> [Work request]:
Among the entries below, please show each line that carries the word "adds".

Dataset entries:
PR #1790, opened 2024-08-24
fix: pressing arrow left next to = adds ref for left cell

### LINKED ISSUE #1758: nit: typing = then pressing left arrow should select cell to the left not move cursor over

AyushAgrawal-A2:
closes #1758

### DIFF
--- a/quadratic-client/src/app/gridGL/HTMLGrid/inlineEditor/inlineEditorKeyboard.ts
+++ b/quadratic-client/src/app/gridGL/HTMLGrid/inlineEditor/inlineEditorKeyboard.ts
@@ -19,7 +19,6 @@ class InlineEditorKeyboard {
 
   private handleArrowHorizontal = async (isRight: boolean, e: KeyboardEvent) => {
     const target = isRight ? inlineEditorMonaco.getLastColumn() : 2;
-    const charBeforeCursor = inlineEditorMonaco.getNonWhitespaceCharBeforeCursor();
     if (inlineEditorHandler.isEditingFormula()) {
       if (inlineEditorHandler.cursorIsMoving) {
         e.stopPropagation();
@@ -27,20 +26,16 @@ class InlineEditorKeyboard {
         keyboardPosition(e);
       } else {
         const column = inlineEditorMonaco.getCursorColumn();
-        if (column === target) {
-          e.stopPropagation();
-          e.preventDefault();
-          if (inlineEditorFormula.wantsCellRef()) {
-            if (isRight || charBeforeCursor === '=') {
-              inlineEditorHandler.cursorIsMoving = true;
-              inlineEditorFormula.addInsertingCells(column);
-              keyboardPosition(e);
-            }
-          }
-          // if we're not moving and the formula is valid, close the editor
-          else if (!(await this.handleValidationError())) {
-            inlineEditorHandler.close(isRight ? 1 : -1, 0, false);
-          }
+        e.stopPropagation();
+        e.preventDefault();
+        if (inlineEditorFormula.wantsCellRef()) {
+          inlineEditorHandler.cursorIsMoving = true;
+          inlineEditorFormula.addInsertingCells(column);
+          keyboardPosition(e);
+        }
+        // if we're not moving and the formula is valid, close the editor
+        else if (!(await this.handleValidationError())) {
+          inlineEditorHandler.close(isRight ? 1 : -1, 0, false);
         }
       }
     } else {
--- a/quadratic-client/src/app/gridGL/HTMLGrid/inlineEditor/inlineEditorKeyboard.ts
+++ b/quadratic-client/src/app/gridGL/HTMLGrid/inlineEditor/inlineEditorKeyboard.ts
@@ -1,6 +1,7 @@
 //! This handles the keyboard events for the inline editor. In particular, it
 //! handles when the cursorIsMoving outside of the inline formula edit box.
 
+import { events } from '@/app/events/events';
 import { sheets } from '@/app/grid/controller/Sheets';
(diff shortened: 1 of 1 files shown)


davidfig (approved):

davidkircos:
Nice! This solves the issue in the attached PR.

If it's simple we should also make left arrow work for any positon where you can reference a cell. For example if you do 

=[Left arror] + [Left arrow]
the second left arrow should also reference the cell to the left, not move the cursor within the formula 
https://github.com/user-attachments/assets/e9fb287f-0ef7-423b-9e47-8f117515c398

AyushAgrawal-A2:
>If it's simple we should also make left arrow work for any positon where you can reference a cell. For example if you do
>
>=[Left arrorw] + [Left arrow]
>the second left arrow should also reference the cell to the left, not move the cursor within the formula

@davidkircos 
this is currently disable for both left and right arrow, current code restricts the behaviour to
- Left arrow adds cell reference if pressed when cursor is next to `=` (added in this PR)
- Right arrow adds cell reference if pressed when cursor is at last position

we should enable both or none for inserting cell references when cursor in middle of text. there is existing logic to decide whether a cursor position wants a cell ref or not. should be easy to just enable it, but there must be a reason why this was disabled in the first place.

davidkircos:
> > If it's simple we should also make left arrow work for any positon where you can reference a cell. For example if you do
> > =[Left arrorw] + [Left arrow]
> > the second left arrow should also reference the cell to the left, not move the cursor within the formula
> 
> @davidkircos this is currently disable for both left and right arrow, current code restricts the behaviour to
> 
> * Left arrow adds cell reference if pressed when cursor is next to `=` (added in this PR)
> * Right arrow adds cell reference if pressed when cursor is at last position
> 
> we should enable both or none for inserting cell references when cursor in middle of text. there is existing logic to decide whether a cursor position wants a cell ref or not. should be easy to just enable it, but there must be a reason why this was disabled in the first place.

I am not sure the reason. We want to match the behavior of other spreadsheets. And they allow any arrow key to select cells at any valid position for a cell reference in the Formula.

HactarCE:
> We want to match the behavior of other spreadsheets. Other sheets allow any arrow keys to select cells at any valid position for a cell reference in the Formula.

Other spreadsheets also disable arrow key cell selection after clicking in the inline editor. Personally I find this hidden state very confusing (and inconvenient, since I like navigating text using keyboard) but we'll need to track it if we want consistency.

davidkircos (changes requested):
Implementing more of the Excel behavior makes sense in this PR. This behavior is really important for users with Formulas. 
specifically:
- All arrow keys can be used to select cells in any valid cell reference position in a formula.

AyushAgrawal-A2:
>If it's simple we should also make left arrow work for any positon where you can reference a cell. For example if you do
>
>=[Left arrorw] + [Left arrow]
>the second left arrow should also reference the cell to the left, not move the cursor within the formula

@davidkircos 
done

davidkircos (approved):
This seems to work great! Big improvement!

HactarCE (changes requested):
It is now impossible to edit a formula using only the keyboard unless you type the whole thing all at once. I find this inconvenient personally, but I think it's also an accessibility issue.

Left arrow next to the initial `=` is ok because there's no reason to have your cursor to the left of `=`, but now it's basically impossible to move the cursor within the inline formula editor.

Anecdotally, it feels very inconsistent: occasionally left arrow moves within the formula, other times it inserts a cell reference, and usually it just closes the formula editor entirely.

davidkircos:
> It is now effectively impossible to edit a formula using only the keyboard without retyping the whole thing. I find this inconvenient personally, but I think it's also an accessibility issue.
> 
> Left arrow next to the initial `=` is ok because there's no reason to have your cursor to the left of `=`, but now it's basically impossible to move the cursor within the inline formula editor.
> 
> Anecdotally, it feels very inconsistent: occasionally left arrow moves within the formula, other times it inserts a cell reference, and usually it just closes the formula editor entirely. I prefer requiring up/down arrows to insert cell references, because those are not used for single-line text navigation anyway so there's no conflict.

How does our behavior differ from other spreadsheets? I didn't have any issues editing formulas with just the keyboard.

HactarCE:
Excel has the behavior of this PR (or close to it) when initially creating a formula (by double-clicking a blank or non-formula cell and typing `=`, or by selecting any cell and pressing <kbd>=</kbd>). There are three actions that break out of this mode:
- Clicking once in the inline editor while it is already open
- Double-clicking on an existing formula cell to edit it
- Pressing <kbd>F2</kbd> to edit a cell (whether it is blank or contains a formula)
After any of those three actions, arrow keys navigate within the inline editor and it becomes impossible to use the arrow keys to insert a cell reference.

Google Sheets is even more confusing; it is similar to Excel, but it's sometimes possible to re-enter the "arrow keys to insert cell references" state. If I type `=B1+C1` into a cell, then close and reopen the formula editor and press backspace twice to delete `C1`, then _whether I can use arrow keys to insert a cell reference depends on the timing between my two backspace keypresses_.

IMO both of these behaviors are [surprising](https://en.wikipedia.org/wiki/Principle_of_least_astonishment) (hidden state! and why is <kbd>F2</kbd> different from double-clicking?) and inconvenient (I can't insert cell references when editing an existing formula?) Personally, I like Quadratic's current behavior because it is always possible to navigate within the inline editor (using left/right) and insert cells (using up/down), although inserting a reference to a left/right cell requires the counterintuitive key sequence <kbd>↑</kbd> <kbd>↓</kbd> <kbd>←</kbd>. I think replicating Excel's behavior (or any hybrid between what Excel does and what we currently do) would also be acceptable.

> [Output below]:
fix: pressing arrow left next to = adds ref for left cell
- Left arrow adds cell reference if pressed when cursor is next to `=` (added in this PR)
- Right arrow adds cell reference if pressed when cursor is at last position
> * Left arrow adds cell reference if pressed when cursor is next to `=` (added in this PR)
> * Right arrow adds cell reference if pressed when cursor is at last position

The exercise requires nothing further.